(Dataset entries)
PR #1427, opened 2026-01-21
PLEX-1920 fix SolanaService.SubmitTransaction 

Unheilbar:
supports:
- https://github.com/smartcontractkit/capabilities/pull/414
-  E2E: https://github.com/smartcontractkit/chainlink/pull/20856
Contracts are carried out in a separate go module in order to improve artifacts resolution logic in core


pkg/solana/solana_service.go
```diff
@@ -270,6 +271,8 @@ func (ss *solanaService) SubmitTransaction(ctx context.Context, req commonsol.Su
 	if err != nil {
 		return nil, fmt.Errorf("invalid transaction payload: %w", err)
 	}
+	// remove dummy signatures
```
silaslenihan: nit: could you maybe just add a little more on where these dummy signatures come from?

pkg/solana/solana_service.go
```diff
@@ -723,36 +724,68 @@ func convertDataBytesOrJSON(obj *rpc.DataBytesOrJSON, pref commonsol.EncodingTyp
...
 	}
 	if pref == "" {
-		pref = commonsol.EncodingJSON // default
+		pref = commonsol.EncodingBase64
 	}
 
 	txBytes := obj.GetBinary()
 
-	txJSON, jerr := json.Marshal(obj)
+	txJSON, _ := json.Marshal(obj)
```
silaslenihan: why ignore error?

silaslenihan (commented):
Assuming we are killing write target because products will jump directly to mainline CRE

contracts/programs/keystone-forwarder/src/events.rs
```diff
@@ -8,6 +8,12 @@ pub struct ReportProcessed {
     pub result: bool,
 }
 
+#[event]
+pub struct ReportInProgress {
```
amit-momin, line 12: Didn't know a better place to put this comment but I assume we probably have to regenerate the gobinding too right? https://github.com/smartcontractkit/chainlink-solana/tree/develop/contracts/generated/keystone_forwarder

pkg/solana/chainwriter/chain_writer_test.go
```diff
@@ -876,16 +875,13 @@ func TestChainWriter_SubmitTransaction(t *testing.T) {
...
 		require.NoError(t, err)
-		buffer_payload.ProgramID = bufferProgramID
 
 		t.Run("submits as single transaction if tx small enough", func(t *testing.T) {
 			args := BufferArgs{
 				Report: make([]byte, 963),
 				Fail:   false,
 			}
-
-			ix, err := buffer_payload.NewExecuteInstruction(args.Report, args.Fail, admin, solana.SystemProgramID).ValidateAndBuild()
```
amit-momin, line 887: Was there an issue with the gobinding that required this change?

pkg/solana/solana_service.go
```diff
@@ -723,36 +724,71 @@ func convertDataBytesOrJSON(obj *rpc.DataBytesOrJSON, pref commonsol.EncodingTyp
...
+		if err := json.Unmarshal(txJSON, &arr); err != nil {
+			return nil, fmt.Errorf("expected base64 bytes but GetBinary() empty; also failed to parse json: %w json=%s", err, string(txJSON))
+		}
+		if len(arr) != 2 {
+			return nil, fmt.Errorf("expected [data,encoding] json array, got len=%d json=%s", len(arr), string(txJSON))
+		}
 
-			enc = commonsol.EncodingBase64 // fallback
+		s, _ := arr[0].(string)
+		enc, _ := arr[1].(string)
```
amit-momin: For sanity, should we just make that these really are strings by checking the bool?

pkg/solana/chainwriter/chain_writer_test.go
Unheilbar: Yes, I carried out /contracts into a separate go.module, and I ran into circular dependency because of this usage.

contracts/programs/keystone-forwarder/src/events.rs
Unheilbar: I think I did, seems like this change doesnt affect them?

amit-momin (dismissed):

pkg/solana/write_target/write_target.go
```diff
@@ -1,149 +0,0 @@
...
-)
-
-type Chain interface {
-	LatestHead(ctx context.Context) (commontypes.Head, error)
-	//MultiClient() *client.MultiClient
-	ID() string
-	Config() config.Config
-}
-
-func New(chain Chain, reader client.Reader, txm Txm, chainInfo commontypes.ChainInfo, lggr logger.Logger) (capabilities.ExecutableCapability, error) {
```
dhaidashenko, line 32: Are we sure that WriteTarget is not used?

pkg/solana/chain.go
```diff
@@ -614,6 +614,10 @@ func (c *chain) Start(ctx context.Context) error {
 			c.lggr.Debug("Starting multinode")
 			startAll = append(startAll, c.multiNode, c.txSender)
 		}
+		if c.cfg.Workflow.IsEnabled() {
+			c.lggr.Debug("Starting LogPoller")
+			startAll = append(startAll, c.lp)
```
dhaidashenko, line 619: Hm, I wonder how CCIP works without starting the LP

pkg/solana/solana_service.go
```diff
@@ -322,12 +328,7 @@ func (ss *solanaService) SubmitTransaction(ctx context.Context, req commonsol.Su
 		return &commonsol.SubmitTransactionReply{Status: txStatus, IdempotencyKey: transactionID}, nil
 	}
 
-	signature, err := ss.chain.TxManager().GetTransactionSig(transactionID)
-	if err != nil {
-		return nil, fmt.Errorf("failed to get transaction signature: %w", err)
-	}
-
-	return &commonsol.SubmitTransactionReply{Status: txStatus, Signature: commonsol.Signature(signature), IdempotencyKey: transactionID}, nil
+	return &commonsol.SubmitTransactionReply{Status: txStatus, IdempotencyKey: transactionID}, nil
```
dhaidashenko, line 331: Isn't it a breaking change that we no longer return the transaction signature? 
Are we sure that noone else uses this method?

pkg/solana/solana_service.go
```diff
@@ -723,36 +724,77 @@ func convertDataBytesOrJSON(obj *rpc.DataBytesOrJSON, pref commonsol.EncodingTyp
...
+		if len(txBytes) != 0 {
+			return &commonsol.DataBytesOrJSON{
+				RawDataEncoding: commonsol.EncodingBase64,
+				AsDecodedBinary: txBytes,
+				AsJSON:          txJSON,
+			}, nil
+		}
+
+		// Fallback: decode ["<base64>", "base64"] manually
+		var arr []any
```
dhaidashenko: nit: why not unmarshal directly to []string?

pkg/solana/write_target/write_target.go
Unheilbar: Yes

pkg/solana/chain.go
Unheilbar: They spin up logPoller during ChainReader creation

pkg/solana/solana_service.go
Unheilbar: 1.  The only consumer of SolanaService currently is solana capability, so noone uses this method
2. TxManager().GetTransactionSig returns only signatures for pending transactions, here call always returns an error since at this point transaction is finalized
3. Solana capability doesn't rely on signature from txm and instead retreives signatures from Logs
However, having signature in reply is potentially missleading so I would either alter GetTransactionSig to support returning signatures for finalized tx (with some cleanup interval) or removed Signature from response. Gonna do this in a follow up PR

dhaidashenko (approved):

dhaidashenko (approved):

**TASK TO COMPLETE**
Exactly as shown above, return all of the entries.

**EXERCISE ANSWER**
PR #1427, opened 2026-01-21
PLEX-1920 fix SolanaService.SubmitTransaction 

Unheilbar:
supports:
- https://github.com/smartcontractkit/capabilities/pull/414
-  E2E: https://github.com/smartcontractkit/chainlink/pull/20856
Contracts are carried out in a separate go module in order to improve artifacts resolution logic in core


pkg/solana/solana_service.go
```diff
@@ -270,6 +271,8 @@ func (ss *solanaService) SubmitTransaction(ctx context.Context, req commonsol.Su
 	if err != nil {
 		return nil, fmt.Errorf("invalid transaction payload: %w", err)
 	}
+	// remove dummy signatures
```
silaslenihan: nit: could you maybe just add a little more on where these dummy signatures come from?

pkg/solana/solana_service.go
```diff
@@ -723,36 +724,68 @@ func convertDataBytesOrJSON(obj *rpc.DataBytesOrJSON, pref commonsol.EncodingTyp
...
 	}
 	if pref == "" {
-		pref = commonsol.EncodingJSON // default
+		pref = commonsol.EncodingBase64
 	}
 
 	txBytes := obj.GetBinary()
 
-	txJSON, jerr := json.Marshal(obj)
+	txJSON, _ := json.Marshal(obj)
```
silaslenihan: why ignore error?

silaslenihan (commented):
Assuming we are killing write target because products will jump directly to mainline CRE

contracts/programs/keystone-forwarder/src/events.rs
```diff
@@ -8,6 +8,12 @@ pub struct ReportProcessed {
     pub result: bool,
 }
 
+#[event]
+pub struct ReportInProgress {
```
amit-momin, line 12: Didn't know a better place to put this comment but I assume we probably have to regenerate the gobinding too right? https://github.com/smartcontractkit/chainlink-solana/tree/develop/contracts/generated/keystone_forwarder

pkg/solana/chainwriter/chain_writer_test.go
```diff
@@ -876,16 +875,13 @@ func TestChainWriter_SubmitTransaction(t *testing.T) {
...
 		require.NoError(t, err)
-		buffer_payload.ProgramID = bufferProgramID
 
 		t.Run("submits as single transaction if tx small enough", func(t *testing.T) {
 			args := BufferArgs{
 				Report: make([]byte, 963),
 				Fail:   false,
 			}
-
-			ix, err := buffer_payload.NewExecuteInstruction(args.Report, args.Fail, admin, solana.SystemProgramID).ValidateAndBuild()
```
amit-momin, line 887: Was there an issue with the gobinding that required this change?

pkg/solana/solana_service.go
```diff
@@ -723,36 +724,71 @@ func convertDataBytesOrJSON(obj *rpc.DataBytesOrJSON, pref commonsol.EncodingTyp
...
+		if err := json.Unmarshal(txJSON, &arr); err != nil {
+			return nil, fmt.Errorf("expected base64 bytes but GetBinary() empty; also failed to parse json: %w json=%s", err, string(txJSON))
+		}
+		if len(arr) != 2 {
+			return nil, fmt.Errorf("expected [data,encoding] json array, got len=%d json=%s", len(arr), string(txJSON))
+		}
 
-			enc = commonsol.EncodingBase64 // fallback
+		s, _ := arr[0].(string)
+		enc, _ := arr[1].(string)
```
amit-momin: For sanity, should we just make that these really are strings by checking the bool?

pkg/solana/chainwriter/chain_writer_test.go
Unheilbar: Yes, I carried out /contracts into a separate go.module, and I ran into circular dependency because of this usage.

contracts/programs/keystone-forwarder/src/events.rs
Unheilbar: I think I did, seems like this change doesnt affect them?

amit-momin (dismissed):

pkg/solana/write_target/write_target.go
```diff
@@ -1,149 +0,0 @@
...
-)
-
-type Chain interface {
-	LatestHead(ctx context.Context) (commontypes.Head, error)
-	//MultiClient() *client.MultiClient
-	ID() string
-	Config() config.Config
-}
-
-func New(chain Chain, reader client.Reader, txm Txm, chainInfo commontypes.ChainInfo, lggr logger.Logger) (capabilities.ExecutableCapability, error) {
```
dhaidashenko, line 32: Are we sure that WriteTarget is not used?

pkg/solana/chain.go
```diff
@@ -614,6 +614,10 @@ func (c *chain) Start(ctx context.Context) error {
 			c.lggr.Debug("Starting multinode")
 			startAll = append(startAll, c.multiNode, c.txSender)
 		}
+		if c.cfg.Workflow.IsEnabled() {
+			c.lggr.Debug("Starting LogPoller")
+			startAll = append(startAll, c.lp)
```
dhaidashenko, line 619: Hm, I wonder how CCIP works without starting the LP

pkg/solana/solana_service.go
```diff
@@ -322,12 +328,7 @@ func (ss *solanaService) SubmitTransaction(ctx context.Context, req commonsol.Su
 		return &commonsol.SubmitTransactionReply{Status: txStatus, IdempotencyKey: transactionID}, nil
 	}
 
-	signature, err := ss.chain.TxManager().GetTransactionSig(transactionID)
-	if err != nil {
-		return nil, fmt.Errorf("failed to get transaction signature: %w", err)
-	}
-
-	return &commonsol.SubmitTransactionReply{Status: txStatus, Signature: commonsol.Signature(signature), IdempotencyKey: transactionID}, nil
+	return &commonsol.SubmitTransactionReply{Status: txStatus, IdempotencyKey: transactionID}, nil
```
dhaidashenko, line 331: Isn't it a breaking change that we no longer return the transaction signature? 
Are we sure that noone else uses this method?

pkg/solana/solana_service.go
```diff
@@ -723,36 +724,77 @@ func convertDataBytesOrJSON(obj *rpc.DataBytesOrJSON, pref commonsol.EncodingTyp
...
+		if len(txBytes) != 0 {
+			return &commonsol.DataBytesOrJSON{
+				RawDataEncoding: commonsol.EncodingBase64,
+				AsDecodedBinary: txBytes,
+				AsJSON:          txJSON,
+			}, nil
+		}
+
+		// Fallback: decode ["<base64>", "base64"] manually
+		var arr []any
```
dhaidashenko: nit: why not unmarshal directly to []string?

pkg/solana/write_target/write_target.go
Unheilbar: Yes

pkg/solana/chain.go
Unheilbar: They spin up logPoller during ChainReader creation

pkg/solana/solana_service.go
Unheilbar: 1.  The only consumer of SolanaService currently is solana capability, so noone uses this method
2. TxManager().GetTransactionSig returns only signatures for pending transactions, here call always returns an error since at this point transaction is finalized
3. Solana capability doesn't rely on signature from txm and instead retreives signatures from Logs
However, having signature in reply is potentially missleading so I would either alter GetTransactionSig to support returning signatures for finalized tx (with some cleanup interval) or removed Signature from response. Gonna do this in a follow up PR

dhaidashenko (approved):

dhaidashenko (approved):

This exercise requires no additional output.